Under Five Childern Classification Based On Characteristics of the Child and Family Using Extreme Gradient Boosted Trees Algorithm
Abstract
Despite various efforts to address the challenges of toddler stunting, the prevalence of stunting in
Tuban Regency remains high. This is not only caused by simple nutritional issues but also involves
other crucial aspects such as the lack of access to balanced nutrition, inadequate access to healthcare
services, and unresolved sanitation problems. Furthermore, socio-economic factors also play a
significant role in determining the prevalence of stunting. In an effort to understand and tackle this
issue, this research adopts a machine learning method with a primary focus on the application of the
Extreme Gradient Boosted Trees (XGBoost) algorithm. This method is chosen for its ability to
handle complex prediction issues and process large data, which can help identify patterns or
important factors contributing to the occurrence of stunting in toddlers more efficiently and
accurately.

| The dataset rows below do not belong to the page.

PR #139, opened 2022-04-07
Ported ErgoDox EZ to Vial

ifohancroft:
Ported the ErgoDox EZ to Vial.
The port was tested successfully on a Falba Tech ErgoDox.
The lighting hasn't been enabled/ported however, because: 1. My ErgoDox doesn't have lighting. 2. The Via documentation isn't clear on how to enable the lighting for keyboards using the RGB_MATRIX_ENABLE.

P.S. The keys for unlock are: Left Half's Top Left Key + Right Half's Middle Right Most Key


xyzz:
For RGB matrix you should use VialRGB - it is described in https://get.vial.today/docs/lighting.html#rgb-matrix--vialrgb

ifohancroft:
> For RGB matrix you should use VialRGB - it is described in https://get.vial.today/docs/lighting.html#rgb-matrix--vialrgb

Thank you! Should I add the RGB support even if I can't test it?

PR #141, opened 2022-04-09
Vial Support for Cantor

DrewTChrist:
Hello I'd like to add Vial support for the [Cantor](https://github.com/diepala/cantor). I believe I've set everything up correctly. Please advise if there are any changes that are required.


xyzz:
It's missing the default keymap, you should add it so that the build succeeds

DrewTChrist:
I have added the default keymap.

xyzz:
Looks like it's still failing to compile

keyboards/cantor/rules.mk
```diff
@@ -0,0 +1,5 @@
+BOOTMAGIC_ENABLE = yes      # Enable Bootmagic Lite
+SPLIT_KEYBOARD = yes
+SERIAL_DRIVER = usart
+VIA_ENABLE      = yes    # Enable VIA
+VIAL_ENABLE      = yes    # Enable VIAL
```
xyzz: this should go inside a keymap

xyzz (changes requested):

keyboards/cantor/rules.mk
DrewTChrist: Alright I moved those lines into keyboards/cantor/vial/rules.mk

PR #143, opened 2022-04-11
put rev1 files in rev1 folder and add rev2 folder and files for bm40hsrgb

jimerickson:
put rev1 files in rev1 folder and add rev2 folder and files for bm40hsrgb
renamed vial folder to via (contains via keymap)
qmk, tap dance, combo, key override are disabled otherwise firmware is to large.


xyzz:
- there are conflicts in this PR
- please don't move any keymaps other than the vial ones, a change like this (splitting a keyboard into rev1/rev2) should go into qmk first as that keyboard exists there and isn't split into two

PR #145, opened 2022-04-12
bm40hsrgb_v2

jimerickson:
add bm40hsrgb_v2 folder and files. qmk, combo, tap dance and key override are disabled due to firmware size constraints. after testing keyboard is autodetected by vial with an active rgb matrix. hoping this is a better way to do it than last pull request.


jimerickson:
closing this as it won't build in its own folder only when a sub folder of bm60hsrgb. i can't figure it out.

PR #158, opened 2022-05-04
Adding AKIRA-60

EugenePY:
# Description about the changes
Initial commit for AKIRA-60 vial support, I also find out that the vial-qmk doesn't pass the linking stage, it seem it use the memroy outside the memory map, 
```shell
Linking: .build/ekow_akira_default.elf                                                              [ERRORS]
 |
 | /usr/local/Cellar/arm-gcc-bin@8/8-2019-q3-update_1/bin/../lib/gcc/arm-none-eabi/8.3.1/../../../../arm-none-eabi/bin/ld:rules_memory.ld:314 cannot move location counter backwards (from 0000000020002a98 to 0000000020001800)
```
I'm using stm32f042x chip, it seem there are some errors need to be fixed in the chibios fork(linking script), I'm completely fine with the qmk/qmk_firmware's master. Do I need to resolve the linking error in this pull request?


xyzz:
That error means it's running out of memory (RAM), you can try following https://get.vial.today/docs/firmware-size.html to make it fit

EugenePY:
>  That error means it's running out of memory (RAM), you can try following https://get.vial.today/docs/firmware-size.html to make it fit

Hi, thanks for the reply, I tried disable some features in the link you provided, but it still the same linkage error. stm32f042 only have 6k RAM, how much ram will it take to enable vial feature? It seems qmk compilation summary only shows flash usage and my configuration takes about 27k in flash.

```shell
Size after:
   text    data     bss     dec     hex filename
      0   27446       0   27446    6b36 ekow_akira_default.bin

```

I also try to compile the other board using stm32f042 chip (make phrygian/ph100:default) the compilation showing error during linking.

EugenePY:
> > That error means it's running out of memory (RAM), you can try following https://get.vial.today/docs/firmware-size.html to make it fit
> 
> Hi, thanks for the reply, I tried disable some features in the link you provided, but it still the same linkage error. stm32f042 only have 6k RAM, how much ram will it take to enable vial feature? It seems qmk compilation summary only shows flash usage and my configuration takes about 27k in flash.

```shell
Size after:
   text    data     bss     dec     hex filename
      0   27446       0   27446    6b36 ekow_akira_default.bin

```

EugenePY:
Hi, I fixed the linkage error am I able to merge?

keyboards/ekow/akira/keymaps/vial/rules.mk
```diff
@@ -0,0 +1,18 @@
+VIA_ENABLE = yes
+VIAL_ENABLE = yes
+
+<<<<<<< HEAD
```
xyzz: looks like a merge error happened here

keyboards/ekow/akira/rules.mk
```diff
@@ -0,0 +1,20 @@
...
+MCU = STM32F042
+
+# Bootloader selection
+BOOTLOADER = stm32-dfu
+
+# Build Options
+# change yes to no to disable
+BOOTMAGIC_ENABLE = yes      # Enable Bootmagic Lite
+MOUSEKEY_ENABLE = no		# Mouse keys
+<<<<<<< HEAD
```
xyzz: same issue here

xyzz (changes requested):

keyboards/ekow/akira/rules.mk
EugenePY: Sorry I missed those parts, thank you for your time.

PR #166, opened 2022-05-12
Enable Vial for the customMK EVO70

garbsclassic:
Enables Vial for the customMK EVO70. It disables per-key backlighting, but retains limited underglow, the Bongo Cat (a must) and splash screens for the OLED, and enables the handy QMK settings menu.


keyboards/custommk/evo70/keymaps/passing-comet/rules.mk
```diff
@@ -0,0 +1,13 @@
+VIA_ENABLE = yes
+VIAL_ENABLE = yes
+
+VIAL_INSECURE = yes
```
xyzz: VIAL_INSECURE should not be set

xyzz (changes requested):

keyboards/custommk/evo70/keymaps/passing-comet/rules.mk
garbsclassic: Removed

PR #171, opened 2022-05-27
Add support for ai03 Soyuz numpad

properlypurple:
Added support for 1U layout, and then options for making the +,Return, and 0 keys 2U to match a numpad layout. The via layout supplied with the keyboard implements 1U by default.


keyboards/ai03/soyuz/keymaps/vial/rules.mk
```diff
@@ -0,0 +1,6 @@
+VIAL_INSECURE = no
```
xyzz: Remove this line

xyzz (changes requested):

keyboards/ai03/soyuz/keymaps/vial/rules.mk
properlypurple: I've removed this. Thank you!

The research findings indicate that in addition to traditional factors such as the
height/length of toddlers and age, environmental factors such as inadequate sanitation conditions,
and socio-economic factors such as advanced maternal age, as well as exclusive breastfeeding
practices, also play an essential role in determining the occurrence of stunting. In the model testing,
it was found that the generated classification model could identify stunted toddlers with high
accuracy, reaching 95.9%, with a precision of 94.7%, recall of 98.1%, and an F1-Score of 96.4%.
These results demonstrate the strong potential of implementing machine learning methods using the
XGBoost algorithm to support the early identification of stunting cases, providing a solid foundation
for more effective health intervention efforts.